PROBLEM STATEMENT: Return the full set of entries exactly. Omit none.

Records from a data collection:
[Start of section]

PR #916, opened 2015-10-19
Linux micro kmod v3

dorileo:
## Changes
  + v2 (since #844)
    - impemented coldplug;
    - implemented hotplug;
    - introduced patches:

  + v3 (since #877)

## Rationale

via uevent netlink channel.


src/lib/datatypes/include/sol-str-slice.h
```diff
@@ -123,6 +124,34 @@ sol_str_slice_to_string(const struct sol_str_slice slice)
...
+    size_t len = slice.len;
+
+    while (ptr > (slice.data + slice.len - 1) && isspace(*ptr)) {
+        ptr--;
+        len--;
+    }
+
+    return SOL_STR_SLICE_STR(ptr, len);
+}
+
```
lpereira: Maybe create a `sol_str_slice_strip(slice)`?

    struct sol_str_slice
    sol_str_slice_strip(struct sol_str_slice slice)
    {
        return sol_str_slice_remove_leading_whitespace(sol_str_slice_remove_trailing_whitespace(slice));
    }

src/lib/datatypes/include/sol-str-slice.h
```diff
@@ -123,6 +124,34 @@ sol_str_slice_to_string(const struct sol_str_slice slice)
     return strndup(slice.data, slice.len);
 }
 
+static inline struct sol_str_slice
+sol_str_slice_remove_leading_whitespace(struct sol_str_slice slice)
+{
+    char *data = (char *)slice.data;
```
lpereira: You can just do `struct sol_str_slice copy = slice;`, and then operate directly on `copy`.

src/lib/datatypes/include/sol-str-slice.h
```diff
@@ -123,6 +124,34 @@ sol_str_slice_to_string(const struct sol_str_slice slice)
...
+    size_t len = slice.len;
+
+    while (isspace(*data)) {
```
lpereira: You must check for `len` here, in case the slice isn't zero-terminated.

src/lib/datatypes/include/sol-str-slice.h
```diff
@@ -123,6 +124,34 @@ sol_str_slice_to_string(const struct sol_str_slice slice)
...
+    return SOL_STR_SLICE_STR(data, len);
+}
+
+static inline struct sol_str_slice
+sol_str_slice_remove_trailing_whitespace(struct sol_str_slice slice)
+{
+    char *ptr = (char *)slice.data + slice.len;
+    size_t len = slice.len;
+
+    while (ptr > (slice.data + slice.len - 1) && isspace(*ptr)) {
```
lpereira: You can simplify this: `while (copy.data >= slice.data && isspace(*copy.data)) { ... }`.

src/modules/linux-micro/kmod/kmod.c
```diff
@@ -0,0 +1,475 @@
...
+
+static int
+kmod_apply_value(struct kmod_ctx *kmod, struct sol_str_slice modalias)
+{
+    char *alias;
+    const int probe_flags = KMOD_PROBE_APPLY_BLACKLIST;
+    struct kmod_list *itr, *modlist = NULL;
+    int r = 0;
+
+    alias = strndupa(modalias.data, modalias.len);
```
lpereira: Maybe `SOL_INT_CHECK(modalias.len, < 512, -ENOMEM);`, to avoid stack overflows with malformed files?

src/modules/linux-micro/kmod/kmod.c
```diff
@@ -0,0 +1,475 @@
...
+        if (fstatat(dfd, ent.d_name, &st, AT_SYMLINK_NOFOLLOW) == -1) {
+            SOL_ERR("Could not stat %s", ent.d_name);
+            goto next;
+        }
+
+        if (S_ISDIR(st.st_mode)) {
+            int nfd;
+            DIR *ndir;
+
+            nfd = openat(dfd, ent.d_name, O_RDONLY | O_CLOEXEC);
```
lpereira: Maybe also `O_PATH`, to ensure `dfd` isn't used for anything else than path-related operations?

src/modules/linux-micro/kmod/kmod.c
```diff
@@ -0,0 +1,475 @@
...
+            int fd;
+            char buff[PATH_MAX];
+
+            fd = openat(dfd, ent.d_name, O_RDONLY | O_CLOEXEC);
+            if (fd < 0) {
+                SOL_ERR("Could not obtain uevent file descriptor");
+                goto next;
+            }
+
+            if (read(fd, buff, sizeof(buff)) > 0) {
```
lpereira: Why not use `sol_file_reader` here, that will handle `EINTR`, `EAGAIN` and whatnot?

src/modules/linux-micro/kmod/kmod.c
```diff
@@ -0,0 +1,475 @@
...
+}
+
+static int
+kmod_start_coldplug(struct kmod_data *kdata)
+{
+    DIR *dir;
+
+    dir = opendir("/sys/devices");
+    if (!dir) {
+        SOL_ERR("Could not run dir");
```
lpereira: Maybe "Could not open /sys/devices directory: coldplug unavailable"?

src/modules/linux-micro/kmod/kmod.c
```diff
@@ -0,0 +1,475 @@
...
+}
+
+static int
+kmod_conf_cmp(const void *data1, const void *data2)
+{
+    return strcmp((const char *)data1, (const char *)data2);
+}
+
+static void
+read_directory_to_vector(DIR *dir, struct sol_ptr_vector *vec)
```
lpereira: Not for this patch, but maybe create an utility function to do this, filtering by file extension? Or, better yet, a function that walks a directory path and calls a callback function for each name a `fnmatch()` pattern match? This would simplify the `kmod`, `sysctl`, and possibly other modules as well.

src/modules/linux-micro/kmod/kmod.c
```diff
@@ -0,0 +1,475 @@
...
+            ndir = fdopendir(nfd);
+            if (!ndir) {
+                SOL_ERR("Could not open sys directory %s", ent.d_name);
+                close(nfd);
+                goto next;
+            }
+
+            kmod_coldplug_find_devices(kdata, ndir);
+            closedir(ndir);
+        } else if (!strcmp(ent.d_name, "modalias")) {
```
lpereira: `streq()`?

src/modules/linux-micro/kmod/kmod.c
dorileo: I've considered this, for now we would have at least 2 users for that... I'll handle the other linux-micro modules I still have to write and come back to this.

src/modules/linux-micro/kmod/kmod.c
dorileo: ok

src/lib/datatypes/include/sol-str-slice.h
dorileo: yep, maybe, but I think it's not high priority and I'll postpone this to the end of my todo list (namely my linux-micro modules to be written).

src/lib/datatypes/include/sol-str-slice.h
dorileo: nice the copy function wasn't on the top of my mind while writing this. thanks.

src/lib/datatypes/include/sol-str-slice.h
dorileo: yep, true.

src/lib/datatypes/include/sol-str-slice.h
dorileo: yep, the copy would indeed simplify things out.

src/modules/linux-micro/kmod/kmod.c
dorileo: yep, true, the strings from uevent are all null terminated, if kmod handled that we would not even need to dupa anything here - I'll check that out, and maybe get rid of it.

src/modules/linux-micro/kmod/kmod.c
dorileo: true.

src/modules/linux-micro/kmod/kmod.c
dorileo: just a matter of laziness. I'll save some time to possibly change that. thanks.

src/modules/linux-micro/kmod/kmod.c
dorileo: nicer, thanks.

src/lib/datatypes/include/sol-str-slice.h
dorileo: ok, I first misunderstood the copy thing, dismiss my comments on that regard.

dorileo:
v4 coming

PR #917, opened 2015-10-20
Add nodes to extract data from JSON using JSON path - v2

otaviobp:
Changelog from v1:
 - refactor in parser to make it human readable

### DIFF
--- a/src/modules/flow/converter/converter.c
+++ b/src/modules/flow/converter/converter.c
@@ -2127,13 +2127,27 @@ timestamp_error:
     return 0;
 }
 
-static bool
+static struct sol_blob *
 json_validate(struct sol_blob *blob, enum sol_json_type type)
 {
     struct sol_json_scanner scanner;
+    char *p;
+    size_t size;
+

[End of section]

RESPONSE:
PR #916, opened 2015-10-19
Linux micro kmod v3

dorileo:
## Changes
  + v2 (since #844)
    - impemented coldplug;
    - implemented hotplug;
    - introduced patches:

  + v3 (since #877)

## Rationale

via uevent netlink channel.


src/lib/datatypes/include/sol-str-slice.h
```diff
@@ -123,6 +124,34 @@ sol_str_slice_to_string(const struct sol_str_slice slice)
...
+    size_t len = slice.len;
+
+    while (ptr > (slice.data + slice.len - 1) && isspace(*ptr)) {
+        ptr--;
+        len--;
+    }
+
+    return SOL_STR_SLICE_STR(ptr, len);
+}
+
```
lpereira: Maybe create a `sol_str_slice_strip(slice)`?

    struct sol_str_slice
    sol_str_slice_strip(struct sol_str_slice slice)
    {
        return sol_str_slice_remove_leading_whitespace(sol_str_slice_remove_trailing_whitespace(slice));
    }

src/lib/datatypes/include/sol-str-slice.h
```diff
@@ -123,6 +124,34 @@ sol_str_slice_to_string(const struct sol_str_slice slice)
     return strndup(slice.data, slice.len);
 }
 
+static inline struct sol_str_slice
+sol_str_slice_remove_leading_whitespace(struct sol_str_slice slice)
+{
+    char *data = (char *)slice.data;
```
lpereira: You can just do `struct sol_str_slice copy = slice;`, and then operate directly on `copy`.

src/lib/datatypes/include/sol-str-slice.h
```diff
@@ -123,6 +124,34 @@ sol_str_slice_to_string(const struct sol_str_slice slice)
...
+    size_t len = slice.len;
+
+    while (isspace(*data)) {
```
lpereira: You must check for `len` here, in case the slice isn't zero-terminated.

src/lib/datatypes/include/sol-str-slice.h
```diff
@@ -123,6 +124,34 @@ sol_str_slice_to_string(const struct sol_str_slice slice)
...
+    return SOL_STR_SLICE_STR(data, len);
+}
+
+static inline struct sol_str_slice
+sol_str_slice_remove_trailing_whitespace(struct sol_str_slice slice)
+{
+    char *ptr = (char *)slice.data + slice.len;
+    size_t len = slice.len;
+
+    while (ptr > (slice.data + slice.len - 1) && isspace(*ptr)) {
```
lpereira: You can simplify this: `while (copy.data >= slice.data && isspace(*copy.data)) { ... }`.

src/modules/linux-micro/kmod/kmod.c
```diff
@@ -0,0 +1,475 @@
...
+
+static int
+kmod_apply_value(struct kmod_ctx *kmod, struct sol_str_slice modalias)
+{
+    char *alias;
+    const int probe_flags = KMOD_PROBE_APPLY_BLACKLIST;
+    struct kmod_list *itr, *modlist = NULL;
+    int r = 0;
+
+    alias = strndupa(modalias.data, modalias.len);
```
lpereira: Maybe `SOL_INT_CHECK(modalias.len, < 512, -ENOMEM);`, to avoid stack overflows with malformed files?

src/modules/linux-micro/kmod/kmod.c
```diff
@@ -0,0 +1,475 @@
...
+        if (fstatat(dfd, ent.d_name, &st, AT_SYMLINK_NOFOLLOW) == -1) {
+            SOL_ERR("Could not stat %s", ent.d_name);
+            goto next;
+        }
+
+        if (S_ISDIR(st.st_mode)) {
+            int nfd;
+            DIR *ndir;
+
+            nfd = openat(dfd, ent.d_name, O_RDONLY | O_CLOEXEC);
```
lpereira: Maybe also `O_PATH`, to ensure `dfd` isn't used for anything else than path-related operations?

src/modules/linux-micro/kmod/kmod.c
```diff
@@ -0,0 +1,475 @@
...
+            int fd;
+            char buff[PATH_MAX];
+
+            fd = openat(dfd, ent.d_name, O_RDONLY | O_CLOEXEC);
+            if (fd < 0) {
+                SOL_ERR("Could not obtain uevent file descriptor");
+                goto next;
+            }
+
+            if (read(fd, buff, sizeof(buff)) > 0) {
```
lpereira: Why not use `sol_file_reader` here, that will handle `EINTR`, `EAGAIN` and whatnot?

src/modules/linux-micro/kmod/kmod.c
```diff
@@ -0,0 +1,475 @@
...
+}
+
+static int
+kmod_start_coldplug(struct kmod_data *kdata)
+{
+    DIR *dir;
+
+    dir = opendir("/sys/devices");
+    if (!dir) {
+        SOL_ERR("Could not run dir");
```
lpereira: Maybe "Could not open /sys/devices directory: coldplug unavailable"?

src/modules/linux-micro/kmod/kmod.c
```diff
@@ -0,0 +1,475 @@
...
+}
+
+static int
+kmod_conf_cmp(const void *data1, const void *data2)
+{
+    return strcmp((const char *)data1, (const char *)data2);
+}
+
+static void
+read_directory_to_vector(DIR *dir, struct sol_ptr_vector *vec)
```
lpereira: Not for this patch, but maybe create an utility function to do this, filtering by file extension? Or, better yet, a function that walks a directory path and calls a callback function for each name a `fnmatch()` pattern match? This would simplify the `kmod`, `sysctl`, and possibly other modules as well.

src/modules/linux-micro/kmod/kmod.c
```diff
@@ -0,0 +1,475 @@
...
+            ndir = fdopendir(nfd);
+            if (!ndir) {
+                SOL_ERR("Could not open sys directory %s", ent.d_name);
+                close(nfd);
+                goto next;
+            }
+
+            kmod_coldplug_find_devices(kdata, ndir);
+            closedir(ndir);
+        } else if (!strcmp(ent.d_name, "modalias")) {
```
lpereira: `streq()`?

src/modules/linux-micro/kmod/kmod.c
dorileo: I've considered this, for now we would have at least 2 users for that... I'll handle the other linux-micro modules I still have to write and come back to this.

src/modules/linux-micro/kmod/kmod.c
dorileo: ok

src/lib/datatypes/include/sol-str-slice.h
dorileo: yep, maybe, but I think it's not high priority and I'll postpone this to the end of my todo list (namely my linux-micro modules to be written).

src/lib/datatypes/include/sol-str-slice.h
dorileo: nice the copy function wasn't on the top of my mind while writing this. thanks.

src/lib/datatypes/include/sol-str-slice.h
dorileo: yep, true.

src/lib/datatypes/include/sol-str-slice.h
dorileo: yep, the copy would indeed simplify things out.

src/modules/linux-micro/kmod/kmod.c
dorileo: yep, true, the strings from uevent are all null terminated, if kmod handled that we would not even need to dupa anything here - I'll check that out, and maybe get rid of it.

src/modules/linux-micro/kmod/kmod.c
dorileo: true.

src/modules/linux-micro/kmod/kmod.c
dorileo: just a matter of laziness. I'll save some time to possibly change that. thanks.

src/modules/linux-micro/kmod/kmod.c
dorileo: nicer, thanks.

src/lib/datatypes/include/sol-str-slice.h
dorileo: ok, I first misunderstood the copy thing, dismiss my comments on that regard.

dorileo:
v4 coming

PR #917, opened 2015-10-20
Add nodes to extract data from JSON using JSON path - v2

otaviobp:
Changelog from v1:
 - refactor in parser to make it human readable

### DIFF
--- a/src/modules/flow/converter/converter.c
+++ b/src/modules/flow/converter/converter.c
@@ -2127,13 +2127,27 @@ timestamp_error:
     return 0;
 }
 
-static bool
+static struct sol_blob *
 json_validate(struct sol_blob *blob, enum sol_json_type type)
 {
     struct sol_json_scanner scanner;
+    char *p;
+    size_t size;
+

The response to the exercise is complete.